Give back every entry below, unchanged.

[[ Available data open ]]

PR #88, opened 2019-03-06
Refactor movement: Further cleanup, added new function

gitMarky:
This is still not the end, but it is a small step forward :)

### DIFF
--- a/src/object/C4Movement.cpp
+++ b/src/object/C4Movement.cpp
@@ -156,10 +156,10 @@ void C4Object::StopAndContact(C4Real & ctco, C4Real limit, C4Real & speed, int32
 	Contact(cnat);
 }
 
-int32_t C4Object::ContactCheck(int32_t iAtX, int32_t iAtY, uint32_t *border_hack_contacts, bool collide_halfvehic)
+int32_t C4Object::ContactCheck(int32_t at_x, int32_t at_y, uint32_t *border_hack_contacts, bool collide_halfvehic)
 {
 	// Check shape contact at given position
-	Shape.ContactCheck(iAtX, iAtY, border_hack_contacts, collide_halfvehic);
+	Shape.ContactCheck(at_x, at_y, border_hack_contacts, collide_halfvehic);
 
 	// Store shape contact values in object t_contact
 	t_contact = Shape.ContactCNAT;
@@ -184,7 +184,7 @@ int32_t C4Object::ContactCheck(int32_t iAtX, int32_t iAtY, uint32_t *border_hack
 }
 
 // Stop the object and do contact calls if it collides with the border
-void C4Object::SideBounds(C4Real &ctcox)
+void C4Object::SideBounds(C4Real &target_x)
 {
 	// Layer bounds
 	if (Layer && (Layer->GetPropertyInt(P_BorderBound) & C4D_Border_Layer))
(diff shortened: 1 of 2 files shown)


src/object/C4Movement.cpp
```diff
@@ -44,10 +44,10 @@ const C4Real DefaultGravAccel = C4REAL100(20);
 
 void RedirectForce(C4Real &from, C4Real &to, int32_t tdir)
 {
-	C4Real fred;
-	fred = std::min(Abs(from), FRedirect);
-	from -= fred * Sign(from);
-	to += fred * tdir;
+	C4Real force_redirected;
+	force_redirected = std::min(Abs(from), FRedirect);
```
isilkor: You can combine the variable definition and assignment here.

src/object/C4Movement.cpp
```diff
@@ -184,122 +182,99 @@ int32_t C4Object::ContactCheck(int32_t iAtX, int32_t iAtY, uint32_t *border_hack
...
 {
-	int32_t iContact = 0;
-	bool fAnyContact = false;
-	int iContacts = 0;
-	BYTE fTurned = 0;
-	BYTE fRedirectYR = 0;
-	BYTE fNoAttach = 0;
+	bool has_moved = false;
+	bool has_contact = false;
+	int contact_count = 0;
```
isilkor: iirc this isn't a count but a bitmask.

src/object/C4Object.h
```diff
@@ -247,7 +248,7 @@ class C4Object: public C4PropListNumbered
 	void GetOCFForPos(int32_t ctx, int32_t cty, DWORD &ocf) const;
 	bool CloseMenu(bool fForce);
 	bool ActivateMenu(int32_t iMenu, int32_t iMenuSelect=0, int32_t iMenuData=0, int32_t iMenuPosition=0, C4Object *pTarget=nullptr);
-	int32_t ContactCheck(int32_t atx, int32_t aty, uint32_t *border_hack_contacts=nullptr, bool collide_halfvehic=false);
+	int32_t ContactCheck(int32_t at_x, int32_t at_y, uint32_t *border_hack_contacts=nullptr, bool collide_halfvehic = false);
```
isilkor: If you add whitespace to `collide_halfvehic`, you should do it to `border_hack_contacts` too

isilkor:
In re b69dfec: (Most of) those comments are fine starting with a lower-case letter because they don't start a complete sentence.

src/object/C4Movement.cpp
gitMarky: Indeed. Rename to "contact_info" maybe? "contact_bitmask" seems too strange. Also, it seems that t_contact should be "temp_contact" or something like that.

gitMarky:
Also, what about moving the MovementDigFreeTargetArea() from C4Object::DoMovement() to C4Object::ExecMovement()?
It feels strange to call this in a function that should do movement, and it does a best guess where the object might end up, based on velocity, and digs free there.

src/object/C4Movement.cpp
```diff
@@ -184,122 +182,99 @@ int32_t C4Object::ContactCheck(int32_t iAtX, int32_t iAtY, uint32_t *border_hack
...
+	BYTE has_turned = 0;
+	BYTE redirected_force_from_ydir_to_rdir = 0;
```
gitMarky: The variable name is really long, if you have a better suggestion, please tell me so.

SvenTwo: I think it's better to err on the side of being more descriptive. The name looks fine to me.

src/object/C4Movement.cpp
```diff
@@ -184,122 +182,99 @@ int32_t C4Object::ContactCheck(int32_t iAtX, int32_t iAtY, uint32_t *border_hack
...
-	int32_t iContact = 0;
-	bool fAnyContact = false;
-	int iContacts = 0;
-	BYTE fTurned = 0;
-	BYTE fRedirectYR = 0;
-	BYTE fNoAttach = 0;
+	bool has_moved = false;
+	bool has_contact = false;
+	int contact_count = 0;
+	BYTE has_turned = 0;
```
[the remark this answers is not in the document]
SvenTwo: Most legacy code uses integers for booleans because the old serialization code would only understand integers.

Check for all uses before turning it into bool though to make sure that the integer value isn't actually used.

isilkor:
gitMarky wrote on 07.03.2019 18:41:
> Also, what about moving the MovementDigFreeTargetArea() from 
> C4Object::DoMovement() to C4Object::ExecMovement()?
> It feels strange to call this in a function that should do movement, and 
> it does a best guess where the object might end up, based on velocity, 
> and digs free there.
I think any functional changes should be part of a separate PR.

gitMarky:
> gitMarky wrote on 07.03.2019 18:41:
> Also, what about moving the MovementDigFreeTargetArea() from C4Object::DoMovement() to C4Object::ExecMovement()? It feels strange to call this in a function that should do movement, and it does a best guess where the object might end up, based on velocity, and digs free there.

[[ Available data closed ]]

• [Task answer]
PR #88, opened 2019-03-06
Refactor movement: Further cleanup, added new function

gitMarky:
This is still not the end, but it is a small step forward :)

### DIFF
--- a/src/object/C4Movement.cpp
+++ b/src/object/C4Movement.cpp
@@ -156,10 +156,10 @@ void C4Object::StopAndContact(C4Real & ctco, C4Real limit, C4Real & speed, int32
 	Contact(cnat);
 }
 
-int32_t C4Object::ContactCheck(int32_t iAtX, int32_t iAtY, uint32_t *border_hack_contacts, bool collide_halfvehic)
+int32_t C4Object::ContactCheck(int32_t at_x, int32_t at_y, uint32_t *border_hack_contacts, bool collide_halfvehic)
 {
 	// Check shape contact at given position
-	Shape.ContactCheck(iAtX, iAtY, border_hack_contacts, collide_halfvehic);
+	Shape.ContactCheck(at_x, at_y, border_hack_contacts, collide_halfvehic);
 
 	// Store shape contact values in object t_contact
 	t_contact = Shape.ContactCNAT;
@@ -184,7 +184,7 @@ int32_t C4Object::ContactCheck(int32_t iAtX, int32_t iAtY, uint32_t *border_hack
 }
 
 // Stop the object and do contact calls if it collides with the border
-void C4Object::SideBounds(C4Real &ctcox)
+void C4Object::SideBounds(C4Real &target_x)
 {
 	// Layer bounds
 	if (Layer && (Layer->GetPropertyInt(P_BorderBound) & C4D_Border_Layer))
(diff shortened: 1 of 2 files shown)


src/object/C4Movement.cpp
```diff
@@ -44,10 +44,10 @@ const C4Real DefaultGravAccel = C4REAL100(20);
 
 void RedirectForce(C4Real &from, C4Real &to, int32_t tdir)
 {
-	C4Real fred;
-	fred = std::min(Abs(from), FRedirect);
-	from -= fred * Sign(from);
-	to += fred * tdir;
+	C4Real force_redirected;
+	force_redirected = std::min(Abs(from), FRedirect);
```
isilkor: You can combine the variable definition and assignment here.

src/object/C4Movement.cpp
```diff
@@ -184,122 +182,99 @@ int32_t C4Object::ContactCheck(int32_t iAtX, int32_t iAtY, uint32_t *border_hack
...
 {
-	int32_t iContact = 0;
-	bool fAnyContact = false;
-	int iContacts = 0;
-	BYTE fTurned = 0;
-	BYTE fRedirectYR = 0;
-	BYTE fNoAttach = 0;
+	bool has_moved = false;
+	bool has_contact = false;
+	int contact_count = 0;
```
isilkor: iirc this isn't a count but a bitmask.

src/object/C4Object.h
```diff
@@ -247,7 +248,7 @@ class C4Object: public C4PropListNumbered
 	void GetOCFForPos(int32_t ctx, int32_t cty, DWORD &ocf) const;
 	bool CloseMenu(bool fForce);
 	bool ActivateMenu(int32_t iMenu, int32_t iMenuSelect=0, int32_t iMenuData=0, int32_t iMenuPosition=0, C4Object *pTarget=nullptr);
-	int32_t ContactCheck(int32_t atx, int32_t aty, uint32_t *border_hack_contacts=nullptr, bool collide_halfvehic=false);
+	int32_t ContactCheck(int32_t at_x, int32_t at_y, uint32_t *border_hack_contacts=nullptr, bool collide_halfvehic = false);
```
isilkor: If you add whitespace to `collide_halfvehic`, you should do it to `border_hack_contacts` too

isilkor:
In re b69dfec: (Most of) those comments are fine starting with a lower-case letter because they don't start a complete sentence.

src/object/C4Movement.cpp
gitMarky: Indeed. Rename to "contact_info" maybe? "contact_bitmask" seems too strange. Also, it seems that t_contact should be "temp_contact" or something like that.

gitMarky:
Also, what about moving the MovementDigFreeTargetArea() from C4Object::DoMovement() to C4Object::ExecMovement()?
It feels strange to call this in a function that should do movement, and it does a best guess where the object might end up, based on velocity, and digs free there.

src/object/C4Movement.cpp
```diff
@@ -184,122 +182,99 @@ int32_t C4Object::ContactCheck(int32_t iAtX, int32_t iAtY, uint32_t *border_hack
...
+	BYTE has_turned = 0;
+	BYTE redirected_force_from_ydir_to_rdir = 0;
```
gitMarky: The variable name is really long, if you have a better suggestion, please tell me so.

SvenTwo: I think it's better to err on the side of being more descriptive. The name looks fine to me.

src/object/C4Movement.cpp
```diff
@@ -184,122 +182,99 @@ int32_t C4Object::ContactCheck(int32_t iAtX, int32_t iAtY, uint32_t *border_hack
...
-	int32_t iContact = 0;
-	bool fAnyContact = false;
-	int iContacts = 0;
-	BYTE fTurned = 0;
-	BYTE fRedirectYR = 0;
-	BYTE fNoAttach = 0;
+	bool has_moved = false;
+	bool has_contact = false;
+	int contact_count = 0;
+	BYTE has_turned = 0;
```
[the remark this answers is not in the document]
SvenTwo: Most legacy code uses integers for booleans because the old serialization code would only understand integers.

Check for all uses before turning it into bool though to make sure that the integer value isn't actually used.

isilkor:
gitMarky wrote on 07.03.2019 18:41:
> Also, what about moving the MovementDigFreeTargetArea() from 
> C4Object::DoMovement() to C4Object::ExecMovement()?
> It feels strange to call this in a function that should do movement, and 
> it does a best guess where the object might end up, based on velocity, 
> and digs free there.
I think any functional changes should be part of a separate PR.

gitMarky:
> gitMarky wrote on 07.03.2019 18:41:
> Also, what about moving the MovementDigFreeTargetArea() from C4Object::DoMovement() to C4Object::ExecMovement()? It feels strange to call this in a function that should do movement, and it does a best guess where the object might end up, based on velocity, and digs free there.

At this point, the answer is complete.